+++ Data provided
Issue #102, opened 2023-11-21
`ProtFeatureTypePredicate` and `ProtFeaturePredicate` should use regions to determine overlaps


ielis:
The protein predicates should use functionality of `Region` (introduced in #101 ) to determine the overlap instead of the hard-to-read statements like:

![Image](https://github.com/monarch-initiative/genophenocorr/assets/12170955/fadbbc9c-0c45-4c69-95dd-8b47e8292b18)
> L#186

or:

![Image](https://github.com/monarch-initiative/genophenocorr/assets/12170955/b1add345-cf88-466a-b24f-6df960df45b1)

> L#229

PR #130, opened 2024-02-12
Protein Service

### LINKED ISSUE #118: Remove `ProteinMetadata` from `TranscriptAnnotation`
As of now, `TranscriptAnnotation` includes `protein_affected` property with a sequence of `ProteinMetadata`. However, the property is out of scope and should be removed.

Instead, we just need to keep the `protein_effect_location` that describes the location of the variant within the protein sequence, and we must add a new property with `protein_id` to ensure we can map `tx` to the corresponding protein accession.

## Requirements

Removing `ProteinMetadata` propagates across our code base and it will require multiple updates, such as the following:

- Remove `protein_affected` property from `TranscriptAnnotation`
- add new property with a good name that will return the protein accession ID (e.g. `NP_037407.4` for `NM_013275.6` [here](https://github.com/monarch-initiative/genophenocorr/blob/3082135b701182b1ef51947335d70ac37856261c/src/genophenocorr/preprocessing/test_data/vep_response/deletion.json#L69)). The property provides an `Optional[str]` because some transcripts are not protein-coding
- adjust `VepFunctionalAnnotator`. 1) remove `protein_annotator` because we do not need it anymore, right? 2) implement parsing of the new property with protein ID
- update `Cohort.get_protein_features_affected` - when we don't have `ProteinMetadata` in `Variant`s, then we won't be able to produce this information anymore. I think this is not too bad and we should just report the protein IDs.
- update `Patient` and `PatientCreator` - the `Patient` model should not be aware of the `ProteinMetadata`. The model should just expose the variants and phenotypes - the raw data from phenopackets. Therefore, `proteins` property must be removed. In result, this propagates into the `Cohort.from_patients` method. We will need to rework the logic there too.

I suggest we should do these changes together during a call, during a "stop the world" session, when much else is going on in the code, PRs are merged and these changes will not break stuff on other branches.

lnrekerle:
Closes #118 and #102 

Moved Protein Metadata Service out of the original set up and into the analysis, so that we do not reach out to Uniprot for unnecessary proteins. 

Also, changed each protein analysis to use the Region function "overlaps_with" rather than the long test before.


ielis (changes requested):
Hi @lnrekerle 
The CI must pass, that's the first requirement.

src/genophenocorr/analysis/_config.py
```diff
@@ -165,20 +168,47 @@ def build(self) -> CohortAnalysisConfiguration:
...
                               hpo: hpotk.MinimalOntology,
+                              protein_source: str = 'UNIPROT',
+                              cache_dir: typing.Optional[str] = None,
                               config: typing.Optional[CohortAnalysisConfiguration] = None) -> CohortAnalysis:
     """
     Configure :class:`genophenocorr.analysis.CohortAnalysis` for given `cohort`.
 
     :param cohort: a :class:`genophenocorr.model.Cohort` to analyze
     :param hpo: a :class:`hpotk.MinimalOntology` with HPO to use in the analysis
+    :param protein_source: the resource to retreive protein annotations from if we cannot find the annotations locally.
```
ielis, line 179: A typo `retrieve`..

src/genophenocorr/model/_cohort.py
```diff
@@ -299,6 +276,7 @@ def get_excluded_ids(self):
     def get_excluded_count(self):
         return len(self.all_excluded_patients)
 
+    """
```
ielis, line 279: The block is commented out in a very creative way!

It would be probably better to use `#` to comment out the function, if, for some reason, you prefer to keep the code around.

src/genophenocorr/model/_variant.py
```diff
@@ -377,13 +379,13 @@ def create_variant_from_scratch(variant_coordinates: VariantCoordinates,
                                     is_preferred: bool,
                                     consequences: typing.Iterable[VariantEffect],
                                     exons_effected: typing.Sequence[int],
-                                    protein: typing.Sequence[ProteinMetadata],
+                                    protein_id: typing.Sequence[str],
```
ielis, line 382: This should probably be `typing.Optional[str]` instead of `typing.Sequence[str]`, since an optional `str` is what `TranscriptAnnotation` expects.

src/genophenocorr/preprocessing/_phenopacket.py
```diff
@@ -162,7 +162,7 @@ def process(self, inputs: Phenopacket, notepad: Notepad) -> Patient:
             Patient: A Patient object
         """
         sample_id = SampleLabels(label=inputs.subject.id, meta_label=inputs.id if len(inputs.id) > 0 else None)
-
+        #print(f"Working on sample {sample_id}")
```
ielis, line 165: Pls remove :)

tests/fixtures.py
ielis, line 1: I read a bit about Pytest fixtures, and I think we should rename this file to `conftest.py`. Thanks to renaming, pytest will pick up the fixtures automatically, without having to import them as we do e.g. on `test_predicates.py` L#11. 

`conftest.py` is a special file where pytest looks for fixtures.

tests/fixtures.py
```diff
@@ -1,106 +1,88 @@
...
 
+from genophenocorr.data import ProteinTestMetadataService
 from genophenocorr.model import *
 from genophenocorr.model.genome import GRCh38, GenomicRegion, Region, Strand
 
-
 def make_region(contig: str, start: int, end: int) -> GenomicRegion:
     return GenomicRegion(GRCh38.contig_by_name(contig), start, end, Strand.POSITIVE)
 
+@pytest.fixture
```
ielis, line 11: I think we can set `@pytest.fixture(scope='session')` here. A fixture with `scope='session'` is created only once and used for _all_ tests, as opposed to creating a fixture for each test.

A small detail, but perhaps worth knowing about.

src/genophenocorr/data/_protein_test_service.py
ielis, line 1: I think this file belongs to `tests/` subhierarchy and not into `src/genophenocorr` (production).

I did not find any use of `ProteinTestMetadataService` (essentially a mock object) in the production code, we seem to be using it only in tests. So, unless I am missing something, moving to `tests/` is appropriate.

ielis (approved):
Hi @lnrekerle 

thank you for the PR! 

I pointed out a few cosmetic details that I'd like to ask you to consider. However, these issues are _not_ mission critical. Otherwise, the code is ready to go.

tests/fixtures.py
lnrekerle: We already have a conftest.py file. should I combine the two? It looks doable, there is not a lot in the conftest file.

ielis: Yes, I think combining should be done. The purpose of `fixtures.py` is to define fixtures. However, in `pytest`, `conftest.py` is the right/idiomatic way for defining fixtures.

I learned about this only recently, but pls merge the files such that we have `conftest.py` with the global fixtures. Note that in general, we can have `conftest.py` in each test module, which can come in handy in certain use cases.

PR #138, opened 2024-02-22
changed all occurances of hgvsc_id to hgvs_cdna

### LINKED ISSUE #111: TranscriptAnnotation hgvsc_id
The field hgvsc_id in TranscriptAnnotation seems to have values such as 
```
'NM_001330437.2:c.836A>G'
```

This is not the id it is the actual HGVS cDNA notation. If this is meant to be used as an id, then we should not put the actual mutation into the id, it is confusing. I am assuming that the variable name is wrong and it should be changed to 

hgvs_cdna (also use hgvs_protein)

lnrekerle:
Closes #111 

Changed all occurrences of hgvs_id to hgvs_cdna to make the variable name more clear.


ielis (approved):
Hi @lnrekerle 
there is indeed not much more to this issue.

PR #143, opened 2024-03-07
Add Disease to Patient

### LINKED ISSUE #140: Extract disease
Extract disease from phenopacket
- Disease is represented in two places. Please extract from the diseases list of the top level (https://phenopacket-schema.readthedocs.io/en/latest/phenopacket.html)
- Extract more than one if multiple diseases present
- If no disease found, WARN (previous phenopackets won't work)
- Write test case to check for correct diagnosis from importing a phenopacket
- You can use phenopackets from https://github.com/monarch-initiative/phenopacket-store/tree/main/notebooks/11q_terminal_deletion/phenopackets. (fine to shorten the phenopapcket to have only 3 HPOs). Check for disease id and label. If there is a disease element without both, this is an error

lnrekerle:
Closes #140 

This created the class Disease and the function _add_disease. 

_add_disease takes a list of Phenopacket Disease objects and returns a list of this new Disease class objects.


pnrobinson (approved):
+1

PR #148, opened 2024-04-23
Draw variants transcript and protein

pnrobinson:


pnrobinson:
@ielis @lnrekerle 
This PR adds the drawing code as well as a test case for the VariantValidator response. The function, parse_response, line 157 of _vv.py, will also need to be changed -- to me it looks as if the code is expecting a different JSON structure from what we actually get -- I added the test case to understand the structure. Unless there is some other code that only passes part of the response, it is wrong
PLEASE ADD DOCUMENTATION TO ALL FUNCTIONS LIKE THIS! It would be a lot easier to contribute code if the main assumptions and goals of each function were documented --

lnrekerle (approved):
This looks good to me!

lnrekerle:
> The function, parse_response, line 157 of _vv.py, will also need to be changed -- to me it looks as if the code is expecting a different JSON structure from what we actually get -- I added the test case to understand the structure. Unless there is some other code that only passes part of the response, it is wrong PLEASE ADD DOCUMENTATION TO ALL FUNCTIONS LIKE THIS! It would be a lot easier to contribute code if the main assumptions and goals of each function were documented --

That function was originally written by @ielis, but I can take a look at it and see if I can recreate and fix the bug. I do think that this PR as it is is ready to be pushed.

pnrobinson:
I am going to merge this, and now the code seems to be working again. I am not changing _vv.py now but we may need to do so, but let's make that a separate PR

PR #154, opened 2024-05-08
Kbg

pnrobinson:
This PR adds a Jinja2 template for displaying basic data about a cohort.
I have also updated the KBG cohort and renamed it according to the gene (ANKRD11) -- I think it is best if we use gene names for our cohorts and folders for consistency. 
See the notebooks/ANKRD11 folder for an example of using the new template.
I think that we still need to do something to make sure that the Python package will include the template in the distribution -- I have not worked on this yet, but it should be fine for testing from the Git folder.


pnrobinson:
I see the CI is not finding the Jinja package
```
No matching distribution found for Jinja>=3.1.4
```
This is available via PyPI so I am not sure

ielis:
It [looks](https://github.com/pallets/jinja/blob/a516a99bab2f401771964e5c42f09bcf57492e41/pyproject.toml#L2) like the package name is actually `Jinja2`.

Let me try to fix this.

ielis (approved):
@pnrobinson I updated the class for summarizing the cohort. I think `PackageLoader` is better for loading the templates since we ship them in the package. 

> I think that we still need to do something to make sure that the Python package will include the template in the distribution -- I have not worked on this yet, but it should be fine for testing from the Git folder.

I included the template folder in the manifest to ensure the templates will be part of the package.


Next, I updated the notebooks. Basically, we should use the summary template everywhere after loading the cohort, to summarize the loading process. 

In overall, I like the idea of working with Jinja templates, I think we should use the templates to report the MTC results as well. So, the template is OK as well as the PR. What should the next steps be?

pnrobinson:
@ielis 
OK, I will merge this for now
"What should the next steps be?" -- The most important thing would be to get the multiple testing working, if there is time for a hacking session to get started that would be great. We then need to polish the graphics and to add the Wilcoxon test

PR #160, opened 2024-05-18
Mtc

pnrobinson:
This PR implements the heuristic method for choosing which terms not to apply tests to. On an example, it skips over 50 terms for correct reasons and this helps with the MTC burden.


pnrobinson:
@ielis @lnrekerle 
see this notebook https://github.com/monarch-initiative/genophenocorr/blob/mtc/notebooks/MAPK8IP3/MAPK8IP3.ipynb
for an example of the MTC strategy in action -- there is a table showing that we omit over 100 terms prior to testing.

lnrekerle (approved):

pnrobinson:
merging to simplify development in next few days.

PR #162, opened 2024-05-19
protein drawing

pnrobinson:
This PR adapts the code of @frehburg and outputs just a protein drawing with the correct positions.
It needs a little TLC but it seems to work

TLC includes
1. Get the protein ID automatically from the transcript annotation (I was using the wrong one and trying to catch the bug for 30 min, but the variant validator provides the protein id)
2. Check whether the ProteinVisualizable is valid before plotting it and of not output an error message rather than plotting "whatever"
3. Get the protein length from the uniprot API (right now I am taking the maximum length of the features or variants, but this is wrong)
4. Get the name of the protein from the uniprot API or from variant validator (name of gene) or both
5. Clean up the ProteinVisualizer object to return exactly what the visualizer needs.


lnrekerle (approved):

pnrobinson:
Merging to have everything in same branch for testing examples.

PR #167, opened 2024-05-20
Added disease viewable, variant and effect counts

lnrekerle:
Created a viewable for diseases that lists how many of each variant/variant effect is represented in the cohort by disease.


pnrobinson (approved):
+1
++++++
» What to do: If a line of the entries holds the word "production", copy it out.

» Output of the exercise:
ielis, line 1: I think this file belongs to `tests/` subhierarchy and not into `src/genophenocorr` (production).
I did not find any use of `ProteinTestMetadataService` (essentially a mock object) in the production code, we seem to be using it only in tests. So, unless I am missing something, moving to `tests/` is appropriate.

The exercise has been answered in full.